Find every line in the records below that contains the word "opened", and copy each such line.

─── Provided data ───

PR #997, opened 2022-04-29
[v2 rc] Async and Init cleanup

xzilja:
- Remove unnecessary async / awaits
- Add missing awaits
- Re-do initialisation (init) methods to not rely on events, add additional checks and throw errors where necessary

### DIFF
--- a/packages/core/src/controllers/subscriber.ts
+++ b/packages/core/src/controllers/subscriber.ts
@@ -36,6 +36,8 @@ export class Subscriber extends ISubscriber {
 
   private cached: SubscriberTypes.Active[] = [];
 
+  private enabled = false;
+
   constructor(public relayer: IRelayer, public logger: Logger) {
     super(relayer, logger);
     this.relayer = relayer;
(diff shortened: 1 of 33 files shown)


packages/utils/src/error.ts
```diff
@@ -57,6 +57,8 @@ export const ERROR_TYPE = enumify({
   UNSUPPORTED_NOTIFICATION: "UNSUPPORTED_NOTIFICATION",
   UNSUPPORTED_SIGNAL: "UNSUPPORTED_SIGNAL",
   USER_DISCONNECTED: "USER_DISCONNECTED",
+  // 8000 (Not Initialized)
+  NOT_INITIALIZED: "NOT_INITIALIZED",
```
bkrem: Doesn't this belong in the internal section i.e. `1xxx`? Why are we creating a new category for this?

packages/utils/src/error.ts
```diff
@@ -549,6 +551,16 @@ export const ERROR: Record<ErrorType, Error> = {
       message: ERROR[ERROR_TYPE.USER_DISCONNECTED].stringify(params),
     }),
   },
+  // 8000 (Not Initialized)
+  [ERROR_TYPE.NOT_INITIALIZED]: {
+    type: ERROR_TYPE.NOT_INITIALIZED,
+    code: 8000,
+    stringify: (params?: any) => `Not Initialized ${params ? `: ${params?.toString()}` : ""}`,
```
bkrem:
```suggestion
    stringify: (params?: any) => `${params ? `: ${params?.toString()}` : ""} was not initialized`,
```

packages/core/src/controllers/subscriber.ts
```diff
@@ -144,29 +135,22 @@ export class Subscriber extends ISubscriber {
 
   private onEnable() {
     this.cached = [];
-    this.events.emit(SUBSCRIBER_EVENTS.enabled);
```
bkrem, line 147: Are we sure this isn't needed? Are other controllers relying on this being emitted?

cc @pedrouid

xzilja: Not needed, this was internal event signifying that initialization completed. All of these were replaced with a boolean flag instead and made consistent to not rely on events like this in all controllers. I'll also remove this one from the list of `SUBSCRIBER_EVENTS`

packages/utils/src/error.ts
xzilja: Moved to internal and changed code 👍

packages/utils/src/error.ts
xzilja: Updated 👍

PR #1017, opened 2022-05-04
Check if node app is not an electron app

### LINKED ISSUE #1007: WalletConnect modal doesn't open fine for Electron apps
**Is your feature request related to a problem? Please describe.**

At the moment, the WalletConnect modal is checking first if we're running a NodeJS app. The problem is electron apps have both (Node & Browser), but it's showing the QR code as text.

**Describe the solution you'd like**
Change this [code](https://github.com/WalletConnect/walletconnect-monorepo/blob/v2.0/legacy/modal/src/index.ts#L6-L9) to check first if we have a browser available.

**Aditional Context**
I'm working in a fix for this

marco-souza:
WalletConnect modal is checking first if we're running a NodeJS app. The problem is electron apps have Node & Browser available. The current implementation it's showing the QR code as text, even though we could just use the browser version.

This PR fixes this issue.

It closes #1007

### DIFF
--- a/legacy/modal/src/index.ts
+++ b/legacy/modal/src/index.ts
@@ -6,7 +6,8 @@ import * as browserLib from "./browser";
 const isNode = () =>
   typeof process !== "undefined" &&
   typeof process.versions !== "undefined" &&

───
─── Provided data ───

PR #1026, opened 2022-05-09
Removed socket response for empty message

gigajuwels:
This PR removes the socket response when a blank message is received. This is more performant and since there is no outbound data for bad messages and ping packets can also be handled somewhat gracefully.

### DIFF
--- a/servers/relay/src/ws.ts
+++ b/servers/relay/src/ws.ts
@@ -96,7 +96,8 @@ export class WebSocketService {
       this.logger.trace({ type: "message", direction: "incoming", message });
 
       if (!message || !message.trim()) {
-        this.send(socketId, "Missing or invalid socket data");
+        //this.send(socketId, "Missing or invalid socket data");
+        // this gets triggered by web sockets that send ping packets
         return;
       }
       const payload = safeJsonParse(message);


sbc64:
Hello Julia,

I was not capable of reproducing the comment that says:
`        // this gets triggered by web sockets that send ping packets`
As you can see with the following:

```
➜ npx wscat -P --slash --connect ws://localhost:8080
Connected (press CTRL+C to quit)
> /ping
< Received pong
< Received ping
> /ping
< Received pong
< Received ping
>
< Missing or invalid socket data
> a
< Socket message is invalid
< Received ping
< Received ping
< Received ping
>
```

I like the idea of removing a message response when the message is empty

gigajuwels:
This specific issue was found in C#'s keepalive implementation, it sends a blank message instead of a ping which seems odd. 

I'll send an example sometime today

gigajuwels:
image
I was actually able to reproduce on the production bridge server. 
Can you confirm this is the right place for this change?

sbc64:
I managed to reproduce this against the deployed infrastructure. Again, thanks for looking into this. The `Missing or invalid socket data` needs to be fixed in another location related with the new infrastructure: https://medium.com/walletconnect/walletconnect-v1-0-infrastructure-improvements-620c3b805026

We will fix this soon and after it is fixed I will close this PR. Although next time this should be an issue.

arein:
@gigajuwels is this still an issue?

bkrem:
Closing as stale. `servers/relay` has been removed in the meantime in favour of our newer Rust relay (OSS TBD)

───

### Exercise answer
PR #997, opened 2022-04-29
PR #1017, opened 2022-05-04
PR #1026, opened 2022-05-09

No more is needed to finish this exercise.